● Task brief:
Transcribe every record that appears below, exactly and in full.

(Stored items)
=== Section Start ===

PR #690, opened 2019-02-08
Revert "MH-13243, Asset Manager ACL Cache Updates"

staubesv:
This reverts commit 271df274c22423e73dd43f89f6ee3206b61230d6 because is causes massive performance problems in systems that have large number of objects in the tables oc_assets_asset and oc_assets_properties.

The problem addressed by MH-13243 should be fixed at some point of time, but as we don't have this on our radar in the near future (and it does not seem like anybody else does), it's probably best to revert it for now.

@wsmirnow & @ts23 (5.x) and @mtneug & @lkiesow (6.x): This is a highly critical release blocker that essentially totally breaks Opencast if the tables mentioned above are large enough.

### DIFF
--- a/modules/asset-manager-impl/src/main/java/org/opencastproject/assetmanager/impl/AssetManagerWithSecurity.java
+++ b/modules/asset-manager-impl/src/main/java/org/opencastproject/assetmanager/impl/AssetManagerWithSecurity.java
@@ -210,17 +210,10 @@ public class AssetManagerWithSecurity extends AssetManagerDecorator {
   }
 
   private void storeAclAsProperties(Snapshot snapshot, AccessControlList acl) {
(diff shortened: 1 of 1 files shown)


lkiesow:
> The problem addressed by MH-13243 should be fixed at some point of time, but as we don't have this on our radar in the near future (and it does not seem like anybody else does), it's probably best to revert it for now.

Not true. Here is a patch which fixes the problem properly;

- https://github.com/lkiesow/opencast/commit/88f04a18c396e2436c843912203a9dcb28489eb3

This has already been tested on UCT's production cluster and seems to solve the performance issue. I'll bring out a proper pull request for this plus a few more performance patches in the next days.

I'm closing this since the problem gets a proper fix and this would introduce a security issue.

=== Section End ===

● Answer box:
PR #690, opened 2019-02-08
Revert "MH-13243, Asset Manager ACL Cache Updates"

staubesv:
This reverts commit 271df274c22423e73dd43f89f6ee3206b61230d6 because is causes massive performance problems in systems that have large number of objects in the tables oc_assets_asset and oc_assets_properties.

The problem addressed by MH-13243 should be fixed at some point of time, but as we don't have this on our radar in the near future (and it does not seem like anybody else does), it's probably best to revert it for now.

@wsmirnow & @ts23 (5.x) and @mtneug & @lkiesow (6.x): This is a highly critical release blocker that essentially totally breaks Opencast if the tables mentioned above are large enough.

### DIFF
--- a/modules/asset-manager-impl/src/main/java/org/opencastproject/assetmanager/impl/AssetManagerWithSecurity.java
+++ b/modules/asset-manager-impl/src/main/java/org/opencastproject/assetmanager/impl/AssetManagerWithSecurity.java
@@ -210,17 +210,10 @@ public class AssetManagerWithSecurity extends AssetManagerDecorator {
   }
 
   private void storeAclAsProperties(Snapshot snapshot, AccessControlList acl) {
(diff shortened: 1 of 1 files shown)


lkiesow:
> The problem addressed by MH-13243 should be fixed at some point of time, but as we don't have this on our radar in the near future (and it does not seem like anybody else does), it's probably best to revert it for now.

Not true. Here is a patch which fixes the problem properly;

- https://github.com/lkiesow/opencast/commit/88f04a18c396e2436c843912203a9dcb28489eb3

This has already been tested on UCT's production cluster and seems to solve the performance issue. I'll bring out a proper pull request for this plus a few more performance patches in the next days.

I'm closing this since the problem gets a proper fix and this would introduce a security issue.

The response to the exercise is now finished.